Parables of Rama

by Swami Rama Tirtha | 102,836 words

Stories in English used by Swami Rama to illustrate the highest teaching of Vedanta. The most difficult and intricate problems of philosophy and abstract truths, which may very well tax the brains of the most intellectual, are thus made not only simple and easy to understand but also brought home to us in a concrete form in such an interesting and ...

Story 119 - Ways Differ

The Buddha's reply

To Lord Buddha came a man who asked him to go to his father's cabin. You know, the same Lord Buddha, who was a prince and emperor, was a mendicant at one time, he gave up everything and became a mendicant. As a mendicant he went from place to place-, not asking anything, not begging anything. If anybody threw anything into the bowl, which he carried in his hand, well and good, otherwise he did not care a straw for the body, for this worldly life. He went into his father's kingdom and there he walking through the streets in the beggar's dress, in the mendicant's garb.
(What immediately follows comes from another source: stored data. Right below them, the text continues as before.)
PR #11883, opened 2026-07-19
fix(snapshot): write rootfs-diff.tar atomically, handle empty archive

dfeigin-nv:
## Summary

Port correctness fixes from [Radostin Stoyanov (rst0git)](https://github.com/rst0git) at [doublewordai/dynamo@e7c78a2](https://github.com/doublewordai/dynamo/commit/e7c78a25987e2c8441b5cc5f8101573f0115838b).

- **Atomic capture**: `CaptureRootfsDiff` previously wrote directly to `rootfs-diff.tar`. A failed or interrupted capture left a corrupt partial archive that restore would silently attempt to extract. Now writes to a `.tmp` file and renames atomically on success; `defer` removes the temp on any error path.
- **Empty archive guard**: reject a zero-byte tar (empty upperdir edge case) before publishing.
- **`ApplyRootfsDiff` stat errors**: non-ENOENT stat errors (permissions, I/O failure) were silently swallowed and fell through to `tar -xf`. Now propagated. Zero-byte archive is treated as no-op instead of producing a confusing `tar: archive is empty` error.
- **Tests**: add `TestCaptureRootfsDiff` and `TestApplyRootfsDiff` covering round-trip, no-temp-leak-on-failure, and missing/empty/invalid archive cases. We had zero test coverage of these functions.

## Test plan

- [ ] `go test ./internal/runtime/... -run TestCaptureRootfsDiff` — 2 subtests pass
- [ ] `go test ./internal/runtime/... -run TestApplyRootfsDiff` — 3 subtests pass
- [ ] Full CI green

## Summary by CodeRabbit

* **Bug Fixes**
  * Improved snapshot root filesystem archive creation to prevent incomplete or empty archives from being published.
  * Added safer handling for archive creation failures, including cleanup of temporary files.
  * Applying snapshots now safely skips missing or empty root filesystem archives while reporting other file access errors.
  * Invalid non-empty archives are correctly rejected instead of being silently ignored.

* **Tests**
  * Added coverage for archive creation, application, cleanup, and error scenarios.

### DIFF
--- a/deploy/snapshot/internal/runtime/overlay.go
+++ b/deploy/snapshot/internal/runtime/overlay.go
@@ -50,12 +50,31 @@ func GetOverlayUpperDir(pid int) (string, error) {
 }
 
 // CaptureRootfsDiff captures the overlay upperdir to a tar file.
+//
+// The archive is written to a temporary file first and renamed atomically on
+// success, so a partial or failed capture never leaves a corrupt archive at the
+// final path.
 func CaptureRootfsDiff(upperDir, checkpointDir string, exclusions types.OverlaySettings, bindMountDests []string) (string, error) {
 	if upperDir == "" {
 		return "", fmt.Errorf("upperdir is empty")
 	}
 
 	rootfsDiffPath := filepath.Join(checkpointDir, rootfsDiffFilename)
+
+	tmpFile, err := os.CreateTemp(checkpointDir, rootfsDiffFilename+".*.tmp")
+	if err != nil {
+		return "", fmt.Errorf("failed to create temporary rootfs diff: %w", err)
+	}
+	tmpPath := tmpFile.Name()
+	if err := tmpFile.Close(); err != nil {
+		_ = os.Remove(tmpPath)
+		return "", fmt.Errorf("failed to close temporary rootfs diff: %w", err)
+	}
+	defer func() {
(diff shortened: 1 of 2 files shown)


deploy/snapshot/internal/runtime/overlay.go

It is a misnomer to call him a mendicant, it is no mendicancy, no beggary, it is kinghood, it is majesty. He does not seek anything, he does not ask for anything. What if he perishes? Let him perish; it matters not. He does not come to you to ask for food or clothing, not at all.

He was walking through the streets in that garb, and the father heard about it, came up to him, shed bitter tears and said, "Son, dear prince, I never did this, I never took this dress that you wear; my father, that is to say, your grandfather never had this mendicant's dress, your great-grandfather never walked as a mendicant through the streets. We have been kings, you belong to a royal family, and why is it that you are this day going to bring disgrace and shame to the whole family by adopting the mendicants' garb? Do not do that, please, do not do that, please. Keep my honour."

Smiling the Buddha replied, smilingly did he say, "Sir, sir, the family to which I belong, I look behind. I look behind to my previous births, I look behind to the previous birth before that, and I see that the family to which I belong has been all along a family of mendicants, and it is illustrated in this way:

Here is one street and there comes another street. Buddha says, "Sir, you have been coming from your births in that line, I have been coming in this line, and in this birth we have met on the crossing. Now I have to go my way and you have to go your way."

MORAL: Ways differ not in accordance with the outer circumstances but with the inner development of the persons.